— Activity —
Could you filter the records below and return each line that holds "most"?

─── Extracted material

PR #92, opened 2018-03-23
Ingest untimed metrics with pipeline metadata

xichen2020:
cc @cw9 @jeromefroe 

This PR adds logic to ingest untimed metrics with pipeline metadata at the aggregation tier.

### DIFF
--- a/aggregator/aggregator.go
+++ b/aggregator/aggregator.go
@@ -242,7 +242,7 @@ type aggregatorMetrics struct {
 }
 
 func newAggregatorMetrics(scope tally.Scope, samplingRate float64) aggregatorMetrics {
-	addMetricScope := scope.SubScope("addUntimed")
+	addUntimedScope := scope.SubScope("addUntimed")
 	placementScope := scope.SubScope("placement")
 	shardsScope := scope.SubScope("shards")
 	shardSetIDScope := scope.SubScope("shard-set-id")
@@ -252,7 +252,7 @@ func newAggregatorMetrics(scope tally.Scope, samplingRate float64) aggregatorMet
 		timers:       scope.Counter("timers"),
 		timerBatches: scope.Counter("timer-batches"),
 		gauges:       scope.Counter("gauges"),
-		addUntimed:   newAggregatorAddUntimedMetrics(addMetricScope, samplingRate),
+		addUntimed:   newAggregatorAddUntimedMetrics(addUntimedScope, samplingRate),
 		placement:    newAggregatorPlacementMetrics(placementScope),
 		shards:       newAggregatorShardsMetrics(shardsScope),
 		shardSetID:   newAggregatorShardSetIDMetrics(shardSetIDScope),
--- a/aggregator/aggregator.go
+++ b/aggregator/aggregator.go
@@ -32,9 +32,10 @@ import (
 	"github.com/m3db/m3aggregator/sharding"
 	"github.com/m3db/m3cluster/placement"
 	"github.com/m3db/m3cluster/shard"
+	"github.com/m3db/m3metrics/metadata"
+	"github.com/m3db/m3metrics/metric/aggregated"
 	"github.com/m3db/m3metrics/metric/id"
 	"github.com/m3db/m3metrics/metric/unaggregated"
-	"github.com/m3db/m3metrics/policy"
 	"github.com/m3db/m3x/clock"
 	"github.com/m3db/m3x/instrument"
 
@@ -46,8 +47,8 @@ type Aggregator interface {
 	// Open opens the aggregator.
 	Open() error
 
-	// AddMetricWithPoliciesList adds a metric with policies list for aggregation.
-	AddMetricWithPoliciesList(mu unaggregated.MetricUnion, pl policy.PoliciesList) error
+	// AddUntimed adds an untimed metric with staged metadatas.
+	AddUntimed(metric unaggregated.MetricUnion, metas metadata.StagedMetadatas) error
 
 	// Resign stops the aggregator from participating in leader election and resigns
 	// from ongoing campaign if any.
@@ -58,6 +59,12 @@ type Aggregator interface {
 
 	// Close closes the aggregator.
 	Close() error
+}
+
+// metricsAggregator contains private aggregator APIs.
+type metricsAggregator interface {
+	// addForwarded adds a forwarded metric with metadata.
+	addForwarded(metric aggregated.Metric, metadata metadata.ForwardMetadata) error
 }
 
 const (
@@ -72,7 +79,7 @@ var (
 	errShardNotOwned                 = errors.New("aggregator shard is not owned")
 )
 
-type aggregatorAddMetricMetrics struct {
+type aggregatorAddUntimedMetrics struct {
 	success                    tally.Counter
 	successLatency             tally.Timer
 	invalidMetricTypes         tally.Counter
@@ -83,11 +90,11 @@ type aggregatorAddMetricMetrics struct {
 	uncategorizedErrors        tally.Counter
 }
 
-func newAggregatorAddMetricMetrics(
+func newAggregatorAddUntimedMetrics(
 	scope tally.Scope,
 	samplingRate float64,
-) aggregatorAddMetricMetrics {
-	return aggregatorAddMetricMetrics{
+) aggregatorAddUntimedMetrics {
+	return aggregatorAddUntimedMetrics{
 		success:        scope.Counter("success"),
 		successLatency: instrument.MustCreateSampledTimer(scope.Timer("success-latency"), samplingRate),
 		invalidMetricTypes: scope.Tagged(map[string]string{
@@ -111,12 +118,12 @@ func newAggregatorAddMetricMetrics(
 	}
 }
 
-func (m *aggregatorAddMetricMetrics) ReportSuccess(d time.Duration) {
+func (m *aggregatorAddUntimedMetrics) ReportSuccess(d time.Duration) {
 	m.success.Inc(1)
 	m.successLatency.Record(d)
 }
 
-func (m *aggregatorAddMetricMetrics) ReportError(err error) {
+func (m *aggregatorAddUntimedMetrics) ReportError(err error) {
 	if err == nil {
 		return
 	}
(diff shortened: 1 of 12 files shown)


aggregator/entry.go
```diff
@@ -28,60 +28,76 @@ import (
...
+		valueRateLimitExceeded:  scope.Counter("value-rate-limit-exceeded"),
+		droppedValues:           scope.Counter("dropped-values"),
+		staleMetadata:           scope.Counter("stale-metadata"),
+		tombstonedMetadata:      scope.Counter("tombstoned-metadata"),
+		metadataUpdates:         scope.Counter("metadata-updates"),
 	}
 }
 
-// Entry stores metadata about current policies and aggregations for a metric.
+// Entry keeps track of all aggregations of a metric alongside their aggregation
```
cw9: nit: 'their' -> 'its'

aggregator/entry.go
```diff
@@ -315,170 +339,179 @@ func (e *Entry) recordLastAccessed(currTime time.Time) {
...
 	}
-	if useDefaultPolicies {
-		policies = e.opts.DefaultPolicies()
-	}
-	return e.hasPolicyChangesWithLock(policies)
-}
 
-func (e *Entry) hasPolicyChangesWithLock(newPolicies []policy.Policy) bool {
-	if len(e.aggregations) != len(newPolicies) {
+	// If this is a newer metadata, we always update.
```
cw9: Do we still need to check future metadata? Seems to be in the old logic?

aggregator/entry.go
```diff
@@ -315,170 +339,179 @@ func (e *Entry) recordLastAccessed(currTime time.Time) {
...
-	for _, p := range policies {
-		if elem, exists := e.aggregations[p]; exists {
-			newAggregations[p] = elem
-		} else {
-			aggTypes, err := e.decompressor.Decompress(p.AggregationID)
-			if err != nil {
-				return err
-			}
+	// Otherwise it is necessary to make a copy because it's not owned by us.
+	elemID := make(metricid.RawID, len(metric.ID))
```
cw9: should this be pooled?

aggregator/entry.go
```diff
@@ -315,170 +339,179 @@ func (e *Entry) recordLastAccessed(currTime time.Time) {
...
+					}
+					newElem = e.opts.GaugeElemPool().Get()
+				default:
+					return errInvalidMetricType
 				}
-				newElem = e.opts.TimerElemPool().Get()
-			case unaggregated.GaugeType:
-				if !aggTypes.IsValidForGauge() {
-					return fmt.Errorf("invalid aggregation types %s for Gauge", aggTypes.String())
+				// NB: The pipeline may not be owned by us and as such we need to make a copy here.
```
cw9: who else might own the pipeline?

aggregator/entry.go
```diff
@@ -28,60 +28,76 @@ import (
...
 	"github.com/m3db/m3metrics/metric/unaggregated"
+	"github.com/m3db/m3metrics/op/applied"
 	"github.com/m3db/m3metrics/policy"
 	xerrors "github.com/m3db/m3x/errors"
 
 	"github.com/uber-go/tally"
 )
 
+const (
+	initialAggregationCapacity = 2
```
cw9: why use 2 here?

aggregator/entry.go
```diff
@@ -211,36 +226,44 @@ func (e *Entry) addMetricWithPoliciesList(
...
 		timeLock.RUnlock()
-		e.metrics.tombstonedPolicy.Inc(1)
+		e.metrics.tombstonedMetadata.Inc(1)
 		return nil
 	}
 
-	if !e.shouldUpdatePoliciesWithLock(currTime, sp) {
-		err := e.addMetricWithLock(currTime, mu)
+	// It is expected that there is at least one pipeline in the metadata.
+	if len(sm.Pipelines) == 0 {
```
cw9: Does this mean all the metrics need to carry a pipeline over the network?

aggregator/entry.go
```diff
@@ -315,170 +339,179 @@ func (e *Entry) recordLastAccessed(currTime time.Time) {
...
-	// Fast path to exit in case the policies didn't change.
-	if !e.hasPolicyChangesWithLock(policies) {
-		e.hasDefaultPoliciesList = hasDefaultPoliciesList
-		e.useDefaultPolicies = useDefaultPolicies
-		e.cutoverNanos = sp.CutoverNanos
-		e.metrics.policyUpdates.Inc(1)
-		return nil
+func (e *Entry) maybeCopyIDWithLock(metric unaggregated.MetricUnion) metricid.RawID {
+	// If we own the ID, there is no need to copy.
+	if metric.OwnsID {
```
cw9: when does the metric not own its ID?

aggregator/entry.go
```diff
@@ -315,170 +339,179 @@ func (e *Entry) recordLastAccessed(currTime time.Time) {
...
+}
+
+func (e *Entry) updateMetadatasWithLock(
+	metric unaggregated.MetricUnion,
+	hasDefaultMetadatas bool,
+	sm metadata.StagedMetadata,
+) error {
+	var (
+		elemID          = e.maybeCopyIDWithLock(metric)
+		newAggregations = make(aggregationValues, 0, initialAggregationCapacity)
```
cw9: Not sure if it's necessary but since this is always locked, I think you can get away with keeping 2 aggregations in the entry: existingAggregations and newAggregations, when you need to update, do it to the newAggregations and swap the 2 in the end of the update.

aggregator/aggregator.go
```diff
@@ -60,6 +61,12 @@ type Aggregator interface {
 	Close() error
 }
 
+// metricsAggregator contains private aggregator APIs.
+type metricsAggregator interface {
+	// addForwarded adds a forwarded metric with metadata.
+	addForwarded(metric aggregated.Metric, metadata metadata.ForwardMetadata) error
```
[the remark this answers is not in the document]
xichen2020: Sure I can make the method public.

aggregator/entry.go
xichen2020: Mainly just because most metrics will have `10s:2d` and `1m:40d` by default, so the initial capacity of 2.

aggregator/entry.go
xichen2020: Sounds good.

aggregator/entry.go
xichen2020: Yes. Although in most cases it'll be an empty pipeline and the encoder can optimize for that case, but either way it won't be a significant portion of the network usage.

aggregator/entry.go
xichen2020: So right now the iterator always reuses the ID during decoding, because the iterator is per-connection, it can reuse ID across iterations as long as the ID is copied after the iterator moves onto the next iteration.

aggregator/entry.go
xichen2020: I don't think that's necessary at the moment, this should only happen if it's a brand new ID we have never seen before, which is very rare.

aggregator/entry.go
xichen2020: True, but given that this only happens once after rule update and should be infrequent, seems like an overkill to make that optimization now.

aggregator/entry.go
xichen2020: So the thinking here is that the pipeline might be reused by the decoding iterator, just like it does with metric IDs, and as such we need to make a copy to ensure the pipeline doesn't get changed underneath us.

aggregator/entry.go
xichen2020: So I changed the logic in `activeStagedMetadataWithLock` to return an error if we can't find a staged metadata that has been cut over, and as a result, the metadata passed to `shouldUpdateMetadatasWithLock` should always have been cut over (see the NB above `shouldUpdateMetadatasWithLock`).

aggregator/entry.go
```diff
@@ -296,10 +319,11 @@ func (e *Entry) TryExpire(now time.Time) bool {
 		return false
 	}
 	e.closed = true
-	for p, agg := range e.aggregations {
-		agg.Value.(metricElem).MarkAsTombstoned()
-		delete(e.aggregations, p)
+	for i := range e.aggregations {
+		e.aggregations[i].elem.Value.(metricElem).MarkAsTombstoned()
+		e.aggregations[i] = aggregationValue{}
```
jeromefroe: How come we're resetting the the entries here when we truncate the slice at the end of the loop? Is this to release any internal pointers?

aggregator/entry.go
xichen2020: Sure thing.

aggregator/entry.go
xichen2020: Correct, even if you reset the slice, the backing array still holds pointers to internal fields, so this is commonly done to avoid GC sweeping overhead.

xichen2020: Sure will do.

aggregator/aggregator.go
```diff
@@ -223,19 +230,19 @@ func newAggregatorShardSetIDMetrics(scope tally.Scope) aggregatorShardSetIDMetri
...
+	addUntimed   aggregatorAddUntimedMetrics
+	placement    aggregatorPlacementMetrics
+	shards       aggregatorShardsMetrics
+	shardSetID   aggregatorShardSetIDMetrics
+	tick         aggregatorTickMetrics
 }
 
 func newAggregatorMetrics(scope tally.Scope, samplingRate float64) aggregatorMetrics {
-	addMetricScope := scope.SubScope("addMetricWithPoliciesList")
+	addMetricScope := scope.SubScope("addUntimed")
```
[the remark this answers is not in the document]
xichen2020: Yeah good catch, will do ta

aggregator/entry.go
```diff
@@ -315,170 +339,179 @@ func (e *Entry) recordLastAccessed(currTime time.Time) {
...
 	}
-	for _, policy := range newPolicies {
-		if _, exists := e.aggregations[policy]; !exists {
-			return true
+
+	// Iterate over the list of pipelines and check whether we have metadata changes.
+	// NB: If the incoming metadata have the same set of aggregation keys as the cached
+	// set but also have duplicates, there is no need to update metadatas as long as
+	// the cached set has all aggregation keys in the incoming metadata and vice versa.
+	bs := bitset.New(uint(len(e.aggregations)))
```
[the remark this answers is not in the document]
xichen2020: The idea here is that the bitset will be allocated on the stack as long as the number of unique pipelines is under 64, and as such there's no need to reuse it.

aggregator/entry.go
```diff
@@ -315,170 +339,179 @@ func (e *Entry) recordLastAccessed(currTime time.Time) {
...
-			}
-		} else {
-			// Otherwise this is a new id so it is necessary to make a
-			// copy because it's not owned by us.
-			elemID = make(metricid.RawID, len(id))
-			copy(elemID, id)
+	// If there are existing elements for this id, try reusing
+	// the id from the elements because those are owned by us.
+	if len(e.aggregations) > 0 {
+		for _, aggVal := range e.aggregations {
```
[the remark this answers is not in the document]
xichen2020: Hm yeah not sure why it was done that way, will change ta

──────

— Exercise solution —
xichen2020: Mainly just because most metrics will have `10s:2d` and `1m:40d` by default, so the initial capacity of 2.
xichen2020: Yes. Although in most cases it'll be an empty pipeline and the encoder can optimize for that case, but either way it won't be a significant portion of the network usage.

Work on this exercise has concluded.